**YOUR INSTRUCTIONS:** Restate the listing in full, keeping every word as it is.

**DATA FOR THIS TASK:**
PR #4017, opened 2026-08-22
fix(#3996): diagnose Gemini requests and sanitize API failures

aheritier:
## What and why

Record Gemini request shape without prompt, schema, media-payload, or credential fields, and classify invalid arguments into bounded actionable categories. Keep sanitized SDK context while preserving the original cause for classification. Shared UTF-8 helpers bound display metadata. This PR adds diagnostics, not image-output request policy.

Part of docker/docker-agent#3996. Review this PR against its immediate parent, docker/docker-agent#4016, rather than the aggregate stack against `main`.

## Commit inventory

Head: `2c5fd913464ef376471cc098b8e9481367f16b6a`; parent SHA: `309a95662d205a795722eae67a1b3c9d906f99bc`.

- `a8d51970aa6c3737d0573a1c5686d7aa754db34e` — feat(#3996): capture request-shape diagnostics for image requests
- `1cc2ffa077f613d2605441a2d010373a85113411` — feat(#3996): add shared UTF-8-safe display-name sanitization helpers
- `2c5fd913464ef376471cc098b8e9481367f16b6a` — fix(#3996): classify Gemini API 400s into actionable categories

## Validation

Build, test compilation, owning-package tests and the named fixture passed at this PR head.

Exact deterministic fixture command:

```sh
go test -v -count=1 ./pkg/model/provider/gemini -run 'TestNewRequestShape|TestRequestShape_LogAttrsNeverLeaksToolSchemas|TestWrapGeminiError'
```

Matched top-level tests: `pkg/model/provider/gemini`: **14**.

Deterministic scope: the named local fixture exercises this PR boundary with disposable configuration/stores and fake or loopback providers as applicable. Every listed package ran nonzero matching top-level tests.

Deferred/live scope: Live provider, remote CI, and platform execution are not claimed by this deterministic receipt. The final stack head passed build, lint, full tests, an uncached full suite, focused race tests and documentation checks in disposable environments. Remote CI is tracked by the checks below; no new paid-provider or active-database validation was run.

PR #4019, opened 2026-08-22
feat(#3996): resolve image output capability from models.dev

aheritier:
## What and why

Add latest-only `output_capabilities.image` configuration/schema support. Explicit true or false wins. Omitted, empty, or unset metadata consults exact provider-qualified models.dev output metadata; unknown models, unavailable providers, and lookup failures remain disabled. No capability is inferred from a model-name prefix. Numbered configuration packages remain frozen.

Part of docker/docker-agent#3996. Review this PR against its immediate parent, docker/docker-agent#4017, rather than the aggregate stack against `main`.

## Commit inventory

Head: `51559ff510bf01ea053e3923c329c80ba724dca5`; parent SHA: `2c5fd913464ef376471cc098b8e9481367f16b6a`.

- `b705039ca893933097887e9bbc66ba90231e34f3` — feat(#3996): add output_capabilities.image model override
- `51559ff510bf01ea053e3923c329c80ba724dca5` — feat(#3996): resolve image output capability from models.dev

## Validation

```sh
go test -v -count=1 ./pkg/modelinfo ./pkg/config/latest -run 'TestResolveOutputImage|Test.*OutputCapabilities'
```

Matched top-level tests: `pkg/config/latest`: **7**; `pkg/modelinfo`: **1**.

Deferred/live scope: No new live catalogue/provider run was executed; deterministic resolution covers explicit and omitted metadata. The final stack head passed build, lint, full tests, an uncached full suite, focused race tests and documentation checks in disposable environments. Remote CI is tracked by the checks below; no new paid-provider or active-database validation was run.

### DIFF
--- a/agent-schema.json
+++ b/agent-schema.json
@@ -1758,6 +1758,10 @@
           "$ref": "#/definitions/CapabilitiesConfig",
           "description": "Explicit attachment capability override for models the models.dev catalogue does not describe correctly (custom OpenAI-compatible providers, local models like Ollama, or dropped model versions). When set, the declared flags are authoritative and no models.dev lookup is performed; when omitted, capabilities are detected automatically. Without it, such models fall back to text-only and their image/PDF/audio/video attachments are silently dropped."
         },
+        "output_capabilities": {
+          "$ref": "#/definitions/OutputCapabilitiesConfig",
+          "description": "Explicit, owner-declared generative output capabilities for this model. Never inferred from the model name or any catalogue — omit it, or leave a flag unset/false, to preserve existing behavior. Consumed by capability-gated request contracts (e.g. the Gemini gateway image-output route) that must not activate for a model unless its owner has affirmatively opted it in. Cannot be combined with first_available (set output_capabilities.image on the candidate models instead)."
+        },
         "cost": {
           "$ref": "#/definitions/CostConfig",
           "description": "Explicit token pricing (USD per 1M tokens), overriding the models.dev catalogue. Used for per-turn cost computation, session cost tracking, the /model picker, and the after_llm_call hook's cost field. Makes an uncatalogued model (custom base_url provider, local or private deployment) 'priced' instead of billing $0. Prices must not be negative; an all-zero table means 'priced, free'. Cannot be combined with first_available."
@@ -1784,6 +1788,17 @@
         "video": {
           "type": "boolean",
           "description": "Whether the model accepts video attachments"
+        }
+      },
+      "additionalProperties": false
+    },
+    "OutputCapabilitiesConfig": {
+      "type": "object",
+      "description": "Explicit, owner-declared generative output capabilities for a model. There is no automatic detection — no catalogue of output-capable models exists, and matching on the model name string is deliberately avoided as unreliable — so this is nil/omitted by default. Omitted or false preserves existing behavior; only an explicit true opts a model into output-capability-gated behavior.",
+      "properties": {
+        "image": {
+          "type": "boolean",
+          "description": "Whether the model is declared able to generate image output. Never inferred; must be set explicitly by the owner."
         }
       },
       "additionalProperties": false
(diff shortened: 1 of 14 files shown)


aheritier (commented):
Reviewed at head `d1bcf0a`. CI is green for this SHA (16 successful check-runs, 3 skipped publish jobs, nothing pending; no legacy commit statuses). Locally on the PR head: `go build ./...` OK, `go test -count=1 -race ./pkg/modelinfo/... ./pkg/model/provider/base/... ./pkg/config/...` green, `golangci-lint` (v2.13.2) 0 issues. The new tests are load-bearing — three targeted mutants (dropping the override short-circuit, `EqualFold`→`==`, flipping the nil-store default) all fail the suite. Still a draft, so this is a comment rather than an approval.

**OUTPUT FOR THIS TASK:**
PR #4017, opened 2026-08-22
fix(#3996): diagnose Gemini requests and sanitize API failures

aheritier:
## What and why

Record Gemini request shape without prompt, schema, media-payload, or credential fields, and classify invalid arguments into bounded actionable categories. Keep sanitized SDK context while preserving the original cause for classification. Shared UTF-8 helpers bound display metadata. This PR adds diagnostics, not image-output request policy.

Part of docker/docker-agent#3996. Review this PR against its immediate parent, docker/docker-agent#4016, rather than the aggregate stack against `main`.

## Commit inventory

Head: `2c5fd913464ef376471cc098b8e9481367f16b6a`; parent SHA: `309a95662d205a795722eae67a1b3c9d906f99bc`.

- `a8d51970aa6c3737d0573a1c5686d7aa754db34e` — feat(#3996): capture request-shape diagnostics for image requests
- `1cc2ffa077f613d2605441a2d010373a85113411` — feat(#3996): add shared UTF-8-safe display-name sanitization helpers
- `2c5fd913464ef376471cc098b8e9481367f16b6a` — fix(#3996): classify Gemini API 400s into actionable categories

## Validation

Build, test compilation, owning-package tests and the named fixture passed at this PR head.

Exact deterministic fixture command:

```sh
go test -v -count=1 ./pkg/model/provider/gemini -run 'TestNewRequestShape|TestRequestShape_LogAttrsNeverLeaksToolSchemas|TestWrapGeminiError'
```

Matched top-level tests: `pkg/model/provider/gemini`: **14**.

Deterministic scope: the named local fixture exercises this PR boundary with disposable configuration/stores and fake or loopback providers as applicable. Every listed package ran nonzero matching top-level tests.

Deferred/live scope: Live provider, remote CI, and platform execution are not claimed by this deterministic receipt. The final stack head passed build, lint, full tests, an uncached full suite, focused race tests and documentation checks in disposable environments. Remote CI is tracked by the checks below; no new paid-provider or active-database validation was run.

PR #4019, opened 2026-08-22
feat(#3996): resolve image output capability from models.dev

aheritier:
## What and why

Add latest-only `output_capabilities.image` configuration/schema support. Explicit true or false wins. Omitted, empty, or unset metadata consults exact provider-qualified models.dev output metadata; unknown models, unavailable providers, and lookup failures remain disabled. No capability is inferred from a model-name prefix. Numbered configuration packages remain frozen.

Part of docker/docker-agent#3996. Review this PR against its immediate parent, docker/docker-agent#4017, rather than the aggregate stack against `main`.

## Commit inventory

Head: `51559ff510bf01ea053e3923c329c80ba724dca5`; parent SHA: `2c5fd913464ef376471cc098b8e9481367f16b6a`.

- `b705039ca893933097887e9bbc66ba90231e34f3` — feat(#3996): add output_capabilities.image model override
- `51559ff510bf01ea053e3923c329c80ba724dca5` — feat(#3996): resolve image output capability from models.dev

## Validation

```sh
go test -v -count=1 ./pkg/modelinfo ./pkg/config/latest -run 'TestResolveOutputImage|Test.*OutputCapabilities'
```

Matched top-level tests: `pkg/config/latest`: **7**; `pkg/modelinfo`: **1**.

Deferred/live scope: No new live catalogue/provider run was executed; deterministic resolution covers explicit and omitted metadata. The final stack head passed build, lint, full tests, an uncached full suite, focused race tests and documentation checks in disposable environments. Remote CI is tracked by the checks below; no new paid-provider or active-database validation was run.

### DIFF
--- a/agent-schema.json
+++ b/agent-schema.json
@@ -1758,6 +1758,10 @@
           "$ref": "#/definitions/CapabilitiesConfig",
           "description": "Explicit attachment capability override for models the models.dev catalogue does not describe correctly (custom OpenAI-compatible providers, local models like Ollama, or dropped model versions). When set, the declared flags are authoritative and no models.dev lookup is performed; when omitted, capabilities are detected automatically. Without it, such models fall back to text-only and their image/PDF/audio/video attachments are silently dropped."
         },
+        "output_capabilities": {
+          "$ref": "#/definitions/OutputCapabilitiesConfig",
+          "description": "Explicit, owner-declared generative output capabilities for this model. Never inferred from the model name or any catalogue — omit it, or leave a flag unset/false, to preserve existing behavior. Consumed by capability-gated request contracts (e.g. the Gemini gateway image-output route) that must not activate for a model unless its owner has affirmatively opted it in. Cannot be combined with first_available (set output_capabilities.image on the candidate models instead)."
+        },
         "cost": {
           "$ref": "#/definitions/CostConfig",
           "description": "Explicit token pricing (USD per 1M tokens), overriding the models.dev catalogue. Used for per-turn cost computation, session cost tracking, the /model picker, and the after_llm_call hook's cost field. Makes an uncatalogued model (custom base_url provider, local or private deployment) 'priced' instead of billing $0. Prices must not be negative; an all-zero table means 'priced, free'. Cannot be combined with first_available."
@@ -1784,6 +1788,17 @@
         "video": {
           "type": "boolean",
           "description": "Whether the model accepts video attachments"
+        }
+      },
+      "additionalProperties": false
+    },
+    "OutputCapabilitiesConfig": {
+      "type": "object",
+      "description": "Explicit, owner-declared generative output capabilities for a model. There is no automatic detection — no catalogue of output-capable models exists, and matching on the model name string is deliberately avoided as unreliable — so this is nil/omitted by default. Omitted or false preserves existing behavior; only an explicit true opts a model into output-capability-gated behavior.",
+      "properties": {
+        "image": {
+          "type": "boolean",
+          "description": "Whether the model is declared able to generate image output. Never inferred; must be set explicitly by the owner."
         }
       },
       "additionalProperties": false
(diff shortened: 1 of 14 files shown)


aheritier (commented):
Reviewed at head `d1bcf0a`. CI is green for this SHA (16 successful check-runs, 3 skipped publish jobs, nothing pending; no legacy commit statuses). Locally on the PR head: `go build ./...` OK, `go test -count=1 -race ./pkg/modelinfo/... ./pkg/model/provider/base/... ./pkg/config/...` green, `golangci-lint` (v2.13.2) 0 issues. The new tests are load-bearing — three targeted mutants (dropping the override short-circuit, `EqualFold`→`==`, flipping the nil-store default) all fail the suite. Still a draft, so this is a comment rather than an approval.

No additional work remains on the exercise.